Exercise instructions:
Could you copy out every line of the data where the word "instead" occurs?

Provided data: Begin

PR #8756, opened 2020-04-17
Redirect traffic from docs.netdata.cloud -> learn.netdata.cloud

joelhans:
##### Summary

This PR adds 301 redirects to point pages on `docs.netdata.cloud` to `learn.netdata.cloud`. 301 redirects will ensure any deep links pointing to the old documentation site will redirect without interruption, and hopefully without any SEO de-value.

This PR does _not_ redirect the translations. I want to maintain them as-is for now, as we don't yet have a plan on the Learn roadmap to replace them.

My only hesitation to deploy this change is that I would prefer if the Learn site's endpoint was `netdata.cloud/learn`. @prologic has a ticket (netdata/internal#24) for this, but he's a busy guy and I'm not sure about the timeframe for getting CF running and figuring out the routing. If we _can_ get that endpoint enabled, I'll just change all the redirects before we merge this and begin redirecting traffic.

#### Caveats/bugs

- By making this change, we lose deploy previews. I'm not sure how heavily engineers use them. I generally do not.

##### Test Plan

I tested every single link. Yes.

You can verify it yourself by opening the Netlify deploy. That should take you directly to `learn.netdata.cloud`. You can then try any deep link, like [the installation guide](https://deploy-preview-8756--netdata.netlify.app/packaging/installer/) to get redirected.

### DIFF
--- a/netlify.toml
+++ b/netlify.toml
@@ -12,12 +12,12 @@
   command = "./buildhtml.sh"
 
 [[redirects]]
-  from = /docs/*
-  to   = https://learn.netdata.cloud/docs/agent/:splat
+  from = "/docs/*"
+  to   = "https://learn.netdata.cloud/docs/agent/:splat"
 
 [[redirects]]
-  from = /*
-  to   = https://learn.netdata.cloud/docs/agent/:splat
+  from = "/*"
+  to   = "https://learn.netdata.cloud/docs/agent/:splat"
 
 [[redirects]]
   from = "/docs/GettingStarted/"
--- a/netlify.toml
+++ b/netlify.toml
@@ -12,6 +12,11 @@
   command = "./buildhtml.sh"
 
 [[redirects]]
+  from  = "/"
+  to    = "https://learn.netdata.cloud/docs/agent/"
+  force = true
+
+[[redirects]]
   from  = "/docs/*"
   to    = "https://learn.netdata.cloud/docs/agent/:splat"
   force = true
--- a/netlify.toml
+++ b/netlify.toml
@@ -17,14 +17,39 @@
   force = true
 
 [[redirects]]
-  from  = "/*"
+  from  = "/aclk/*"
+  to    = "https://learn.netdata.cloud/docs/agent/aclk/:splat"
+  force = true
+
+[[redirects]]
+  from  = "/build_external/*"
+  to    = "https://learn.netdata.cloud/docs/agent/build_external/:splat"
+  force = true
+
+[[redirects]]
+  from  = "/claim/*"
+  to    = "https://learn.netdata.cloud/docs/agent/claim/:splat"
+  force = true
+
+[[redirects]]
+  from  = "/cli/*"
+  to    = "https://learn.netdata.cloud/docs/agent/:splat"
+  force = true
+
+[[redirects]]
+  from  = "/collectors/*"
+  to    = "https://learn.netdata.cloud/docs/agent/:splat"
+  force = true
+
+[[redirects]]
+  from  = "/packaging/*"
   to    = "https://learn.netdata.cloud/docs/agent/:splat"
   force = true
 
 [[redirects]]
   from = "/docs/GettingStarted/"
-  to = "/docs/getting-started"
+  to = "https://learn.netdata.cloud/docs/agent/getting-started"
 
 [[redirects]]
   from = "/docs/tutorials/dimension-templates/"
-  to = "/health/tutorials/dimension-templates/"
+  to = "https://learn.netdata.cloud/docs/agent/health/tutorials/dimension-templates/"
--- a/netlify.toml
+++ b/netlify.toml
@@ -12,6 +12,14 @@
   command = "./buildhtml.sh"
 
 [[redirects]]
+  from = /docs/*
+  to   = https://learn.netdata.cloud/docs/agent/:splat
+
+[[redirects]]
+  from = /*
+  to   = https://learn.netdata.cloud/docs/agent/:splat
+
+[[redirects]]
   from = "/docs/GettingStarted/"
   to = "/docs/getting-started"
 
--- a/netlify.toml
+++ b/netlify.toml
@@ -22,6 +22,11 @@
   force = true
 
 [[redirects]]
+  from  = "/backends/*"
+  to    = "https://learn.netdata.cloud/docs/agent/backends/:splat"
+  force = true
+
+[[redirects]]
   from  = "/build_external/*"
   to    = "https://learn.netdata.cloud/docs/agent/build_external/:splat"
   force = true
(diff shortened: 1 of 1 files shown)


aabatangle:
I'm fine with the 301 (permanent) redirect strategy. I'm also OK with the learn subdomain for now. Does it make sense to maintain translations versus relying on browser translations? What is the strategy for this long-term?

joelhans:
> I'm fine with the 301 (permanent) redirect strategy. I'm also OK with the learn subdomain for now. Does it make sense to maintain translations versus relying on browser translations? What is the strategy for this long-term?

I totally forgot about browser translations! :open_mouth:

The original plan was to utilize CrowdIn to provide both ML- and community-translated localization. The problem is that Docusaurus doesn't yet support localization, which means we either hack up our own solution for now or just wait until their team implements the feature again (it's on their roadmap).

Maybe, if we axe the translations in this change, @zack-shoylev can engage the community to gauge how badly it wants "official" localization in the form of something like CrowdIn or the like, and we use that to prioritize the effort to put behind implementing it.

aabatangle:
@joelhans Makes sense. Unless we support official language packs for the product, not sure it makes sense for the docs. We used [Pootle](https://en.wikipedia.org/wiki/Pootle) for community-contributed language packs for the product at Untangle and relied on browser translation for site/docs.

zack-shoylev:
@joelhans What is missing here (I didn't have time to look too much): https://docusaurus.io/docs/en/translation, can we provide a crowdin project for it?

prologic:
> My only hesitation to deploy this change is that I would prefer if the Learn site's endpoint was `netdata.cloud/learn`. @prologic has a ticket ([netdata/internal#24](https://github.com/netdata/internal/issues/24)) for this, but he's a busy guy and I'm not sure about the timeframe for getting CF running and figuring out the routing. If we _can_ get that endpoint enabled, I'll just change all the redirects before we merge this and begin redirecting traffic.

Still working on getting access to our CloudFlare account. One thing I should note here is taht by redirecting learn.netdata.cloud to netdata.cloud/learn it won't be transparent to users unless we put netdata.cloud/learn behind a L7 load balancer. Are we okay with this?

prologic:
Also question; Since these are 301 Permanent Redirect(s) -- Does this mean we plan to deprecate and eventually remove the `docs.` sub-domain ?

cakrit:
@prologic 
- I see you're an admin in cloudflare now
- I don't see docs.netdata.cloud going away, unless there's 0 traffic to it for months. We have links to resources there all over the place.

@joelhans @zack-shoylev 
- We agreed with @aabatangle that we can forget about translations for the time being. Some people will be disappointed, but not too many, Google translate is good enough in many cases.

@aabatangle 
- Localization of the application itself isn't necessarily tied to documentation of basic things in other languages. We gave the community one way to translate documentation, we're consciously taking that away and do need to say something about it, as a company (at least in the https://github.com/netdata/localization project).

cakrit:
One thing unrelated to the other comments, I'm not sure how to test that this works/will work for all URLs.

prologic:
> * I see you're an admin in cloudflare now

Yes thanks to Costa :)

> * I don't see docs.netdata.cloud going away, unless there's 0 traffic to it for months. We have links to resources there all over the place.

Okay. that's fine... No problems :) But then I don't understand why we're placing 301 Moved Permanently on these resources? Wouldn't it be better to transparently proxy them with a L7 proxy so its transparent to the user and _who knwos_ maybw e change our minds in future? :)

joelhans:
> @joelhans What is missing here (I didn't have time to look too much): https://docusaurus.io/docs/en/translation, can we provide a crowdin project for it?

@zack-shoylev We're using the [alpha v2](https://v2.docusaurus.io/) of Docusaurus, which doesn't support translations yet.

joelhans:
> Okay. that's fine... No problems :) But then I don't understand why we're placing 301 Moved Permanently on these resources? Wouldn't it be better to transparently proxy them with a L7 proxy so its transparent to the user and _who knwos_ maybw e change our minds in future? :)

Well, one reason is that I have no idea what an L7 proxy is!

Another reason is that the URLs are not 1:1, so I'm using these 301s with some "splats" to make sure the paths are correct. For example:

```
docs.netdata.cloud/docs/getting-started/
learn.netdata.cloud/docs/agent/getting-started/
```

I'm not sure if this is possible with an L7 proxy.

joelhans:
> I don't see docs.netdata.cloud going away, unless there's 0 traffic to it for months. We have links to resources there all over the place.

These 301 redirects will mean no traffic arrives on `docs.netdata.cloud`, but it will properly redirect any outside links to the corresponding page on `learn.netdata.cloud`.

> One thing unrelated to the other comments, I'm not sure how to test that this works/will work for all URLs.

I have manually tested every page present in the sidebar. We can also use Ahrefs to monitor both sites for any 404s or other errors caused by incorrect redirects and fix them accordingly.

Ferroin:
> > Okay. that's fine... No problems :) But then I don't understand why we're placing 301 Moved Permanently on these resources? Wouldn't it be better to transparently proxy them with a L7 proxy so its transparent to the user and _who knwos_ maybw e change our minds in future? :)
> 
> Well, one reason is that I have no idea what an L7 proxy is!
> 
> Another reason is that the URLs are not 1:1, so I'm using these 301s with some "splats" to make sure the paths are correct. For example:
> 
> ```
> docs.netdata.cloud/docs/getting-started/
> learn.netdata.cloud/docs/agent/getting-started/
> ```
> 
> I'm not sure if this is possible with an L7 proxy.

'L7' in this case is short for layer 7.  In effect, an application layer proxy. Nginx is a good example, and URL rewrites like this are absolutely possible and part of why you might choose to use a layer 7 proxy in the first place.

_However_, unless we're looking at reusing `docs.netdata.cloud` for some other purpose, I actually agree that using HTTP redirects here makes sense, with two caveats:

* It should probably be a 308, not a 301. I don't _think_ this actually matters, but 301 allows the user agent to change the request method, while 308 does not (so sumitting forms doesn't work right with 301's).
* We should probably keep `docs.netdata.cloud` around as a redirect, because the _name_ fits with one of the very common patterns used by a lot of projects for documentation sites (I'd actually question why we're not just moving  things in-place on this domain instead of creating a new one for this same reason).

joelhans:
> However, unless we're looking at reusing docs.netdata.cloud for some other purpose, I actually agree that using HTTP redirects here makes sense, with two caveats:

We have no plan to reuse docs.netdata.cloud for any other purpose. The reason we're moving away from docs.netdata.cloud is that the experience I want to build is far more than just documentation. I don't want a subdomain to limit the type of work I can publish.

joelhans:
@prologic @Ferroin I've added you two as reviewers so you can help me manage this from an SRE side. I don't want to make changes that make your lives harder, but some kind of redirection/L7/proxy really needs to happen this week, preferably by Wednesday. I'd like some time to test and track any 404s that might pop up because of this.

prologic:
> I'm not sure if this is possible with an L7 proxy.

It actually is :) And btw a L7 Proxy is just a fancy way of saying "Reverse Proxy". We can do both proxy + rewrite if necessary. But I see your point now about the differing paths.

joelhans:
Closing, as @prologic handled this in CloudFlare instead.

prologic:
I don't think you need this PR anymore :)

Provided data: End

Solution:
* We should probably keep `docs.netdata.cloud` around as a redirect, because the _name_ fits with one of the very common patterns used by a lot of projects for documentation sites (I'd actually question why we're not just moving  things in-place on this domain instead of creating a new one for this same reason).
Closing, as @prologic handled this in CloudFlare instead.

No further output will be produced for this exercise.